» **Task instructions**
Each line of the data below from the one holding "development server process." to the one holding "As a plugin.", inclusive, is to be reproduced exactly; no other line belongs in the answer.

» **Information shown**

Issue #138, opened 2018-01-02
Server errors are unhandled


sompylasar:
#### Issue description

After introducing `webpack-bundle-analyzer`, the following two errors started crashing the development server process.

When accidentally using the same `analyzerPort` for the plugin in two webpack configs within the same process (universal, for browser-side and server-side) – configuration issue, has a workaround:
```
Unhandled exception:  Error: listen EADDRINUSE 127.0.0.1:8888
     at Object._errnoException (util.js:1021:11)
     at _exceptionWithHostPort (util.js:1043:20)
     at Server.setupListenHandle [as _listen2] (net.js:1344:14)
     at listenInCluster (net.js:1385:12)
     at doListen (net.js:1494:7)
     at _combinedTickCallback (internal/process/next_tick.js:141:11)
     at process._tickDomainCallback (internal/process/next_tick.js:218:9)
```

When quickly refreshing the analyzer webpage while it's still loading – no workaround possible:
```
Unhandled exception:  Error: read ECONNRESET
     at _errnoException (util.js:1021:11)
     at TCP.onread (net.js:608:25)
```

#### Technical info
* Webpack Bundle Analyzer version: `webpack-bundle-analyzer@2.9.1`
* Webpack version: `webpack@2.7.0`
* Node.js version: `v8.7.0`
* npm/yarn version:  `npm@5.6.0`
* OS: `Darwin ... 16.0.0 Darwin Kernel Version 16.0.0: Mon Aug 29 17:56:20 PDT 2016; root:xnu-3789.1.32~3/RELEASE_X86_64 x86_64`

#### Debug info

> How do you use this module? As CLI utility or as plugin?

As a plugin.

> If CLI, what command was used? (e.g. `webpack-bundle-analyzer -O path/to/stats.json`)

N/A

> If plugin, what options were provided? (e.g. `new BundleAnalyzerPlugin({ analyzerMode: 'disabled', generateStatsFile: true })`)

» **Response to this exercise**
After introducing `webpack-bundle-analyzer`, the following two errors started crashing the development server process.

When accidentally using the same `analyzerPort` for the plugin in two webpack configs within the same process (universal, for browser-side and server-side) – configuration issue, has a workaround:
```
Unhandled exception:  Error: listen EADDRINUSE 127.0.0.1:8888
     at Object._errnoException (util.js:1021:11)
     at _exceptionWithHostPort (util.js:1043:20)
     at Server.setupListenHandle [as _listen2] (net.js:1344:14)
     at listenInCluster (net.js:1385:12)
     at doListen (net.js:1494:7)
     at _combinedTickCallback (internal/process/next_tick.js:141:11)
     at process._tickDomainCallback (internal/process/next_tick.js:218:9)
```

When quickly refreshing the analyzer webpage while it's still loading – no workaround possible:
```
Unhandled exception:  Error: read ECONNRESET
     at _errnoException (util.js:1021:11)
     at TCP.onread (net.js:608:25)
```

#### Technical info
* Webpack Bundle Analyzer version: `webpack-bundle-analyzer@2.9.1`
* Webpack version: `webpack@2.7.0`
* Node.js version: `v8.7.0`
* npm/yarn version:  `npm@5.6.0`
* OS: `Darwin ... 16.0.0 Darwin Kernel Version 16.0.0: Mon Aug 29 17:56:20 PDT 2016; root:xnu-3789.1.32~3/RELEASE_X86_64 x86_64`

#### Debug info

> How do you use this module? As CLI utility or as plugin?

As a plugin.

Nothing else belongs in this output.